__Dataset entries__
....

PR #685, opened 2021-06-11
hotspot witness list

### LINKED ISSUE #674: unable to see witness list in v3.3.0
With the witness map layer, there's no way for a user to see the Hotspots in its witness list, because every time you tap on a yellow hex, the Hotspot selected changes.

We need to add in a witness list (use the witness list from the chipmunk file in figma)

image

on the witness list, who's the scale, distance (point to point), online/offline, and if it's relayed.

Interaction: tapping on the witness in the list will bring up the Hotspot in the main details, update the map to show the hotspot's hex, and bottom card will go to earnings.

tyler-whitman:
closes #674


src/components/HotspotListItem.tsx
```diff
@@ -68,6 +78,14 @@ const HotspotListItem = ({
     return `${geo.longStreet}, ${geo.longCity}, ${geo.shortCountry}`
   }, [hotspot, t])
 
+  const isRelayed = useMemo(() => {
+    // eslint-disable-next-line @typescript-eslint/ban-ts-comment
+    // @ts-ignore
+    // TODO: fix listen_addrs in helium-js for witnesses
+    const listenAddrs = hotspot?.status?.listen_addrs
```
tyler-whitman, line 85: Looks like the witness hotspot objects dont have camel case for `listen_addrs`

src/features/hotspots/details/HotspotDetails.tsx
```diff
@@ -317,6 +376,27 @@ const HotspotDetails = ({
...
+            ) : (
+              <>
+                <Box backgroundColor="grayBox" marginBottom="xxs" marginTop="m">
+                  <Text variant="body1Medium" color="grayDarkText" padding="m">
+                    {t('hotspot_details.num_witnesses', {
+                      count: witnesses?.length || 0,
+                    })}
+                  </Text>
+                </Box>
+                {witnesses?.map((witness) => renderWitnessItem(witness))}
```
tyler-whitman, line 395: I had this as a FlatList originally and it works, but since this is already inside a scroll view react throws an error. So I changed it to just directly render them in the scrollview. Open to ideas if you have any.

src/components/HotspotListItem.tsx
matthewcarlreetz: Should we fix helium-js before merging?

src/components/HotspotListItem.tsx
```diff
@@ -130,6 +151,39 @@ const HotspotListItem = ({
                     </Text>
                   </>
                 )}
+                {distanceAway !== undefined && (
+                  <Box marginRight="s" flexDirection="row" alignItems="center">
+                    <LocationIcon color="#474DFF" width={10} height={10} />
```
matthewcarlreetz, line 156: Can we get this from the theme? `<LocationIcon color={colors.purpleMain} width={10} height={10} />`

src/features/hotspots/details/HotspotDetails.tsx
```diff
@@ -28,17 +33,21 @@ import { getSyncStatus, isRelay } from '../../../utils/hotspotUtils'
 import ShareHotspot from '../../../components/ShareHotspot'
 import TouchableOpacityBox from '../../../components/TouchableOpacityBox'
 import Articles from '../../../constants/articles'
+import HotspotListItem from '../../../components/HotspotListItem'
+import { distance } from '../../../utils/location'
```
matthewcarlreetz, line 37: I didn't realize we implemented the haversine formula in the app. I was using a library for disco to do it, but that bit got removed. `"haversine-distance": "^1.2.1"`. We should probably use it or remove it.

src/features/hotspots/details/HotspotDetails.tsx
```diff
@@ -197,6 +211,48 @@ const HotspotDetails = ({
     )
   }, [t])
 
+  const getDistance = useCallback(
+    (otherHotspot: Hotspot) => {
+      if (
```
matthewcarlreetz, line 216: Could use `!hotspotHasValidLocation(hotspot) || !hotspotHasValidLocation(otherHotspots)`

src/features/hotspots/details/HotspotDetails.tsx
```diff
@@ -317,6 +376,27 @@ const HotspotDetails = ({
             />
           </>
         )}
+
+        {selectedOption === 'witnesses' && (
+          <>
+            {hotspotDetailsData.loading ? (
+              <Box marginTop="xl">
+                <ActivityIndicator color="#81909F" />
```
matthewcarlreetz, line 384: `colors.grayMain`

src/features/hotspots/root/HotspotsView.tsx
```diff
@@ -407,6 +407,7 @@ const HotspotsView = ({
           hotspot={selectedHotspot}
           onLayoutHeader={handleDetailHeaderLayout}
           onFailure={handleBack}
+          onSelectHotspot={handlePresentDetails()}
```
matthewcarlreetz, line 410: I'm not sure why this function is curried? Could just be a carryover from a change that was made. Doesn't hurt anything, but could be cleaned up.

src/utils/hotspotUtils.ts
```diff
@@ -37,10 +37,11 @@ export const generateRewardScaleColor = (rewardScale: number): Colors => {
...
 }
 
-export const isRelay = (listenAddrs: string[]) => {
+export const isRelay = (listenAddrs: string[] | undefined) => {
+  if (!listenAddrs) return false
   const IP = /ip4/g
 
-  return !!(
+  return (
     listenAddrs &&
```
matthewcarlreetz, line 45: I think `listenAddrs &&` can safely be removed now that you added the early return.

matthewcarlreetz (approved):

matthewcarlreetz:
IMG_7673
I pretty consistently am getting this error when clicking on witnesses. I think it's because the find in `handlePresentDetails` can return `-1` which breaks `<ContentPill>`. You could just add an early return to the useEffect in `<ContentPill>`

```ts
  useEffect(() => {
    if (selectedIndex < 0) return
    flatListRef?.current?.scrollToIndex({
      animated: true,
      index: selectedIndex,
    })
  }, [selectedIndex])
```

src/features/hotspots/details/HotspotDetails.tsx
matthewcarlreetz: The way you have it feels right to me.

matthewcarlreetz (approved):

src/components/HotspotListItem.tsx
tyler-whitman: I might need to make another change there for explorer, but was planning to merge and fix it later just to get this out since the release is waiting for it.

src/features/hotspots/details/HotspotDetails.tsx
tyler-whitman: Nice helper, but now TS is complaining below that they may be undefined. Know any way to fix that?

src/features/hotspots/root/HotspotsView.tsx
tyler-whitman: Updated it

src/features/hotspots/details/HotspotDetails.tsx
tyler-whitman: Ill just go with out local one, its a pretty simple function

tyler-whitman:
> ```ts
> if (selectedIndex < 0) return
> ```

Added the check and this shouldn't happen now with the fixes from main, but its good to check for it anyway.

....

Display each line of the data where "return" occurs.

__Response for this exercise__
     return `${geo.longStreet}, ${geo.longCity}, ${geo.shortCountry}`
+  if (!listenAddrs) return false
-  return !!(
+  return (
matthewcarlreetz, line 45: I think `listenAddrs &&` can safely be removed now that you added the early return.
I pretty consistently am getting this error when clicking on witnesses. I think it's because the find in `handlePresentDetails` can return `-1` which breaks `<ContentPill>`. You could just add an early return to the useEffect in `<ContentPill>`
    if (selectedIndex < 0) return
> if (selectedIndex < 0) return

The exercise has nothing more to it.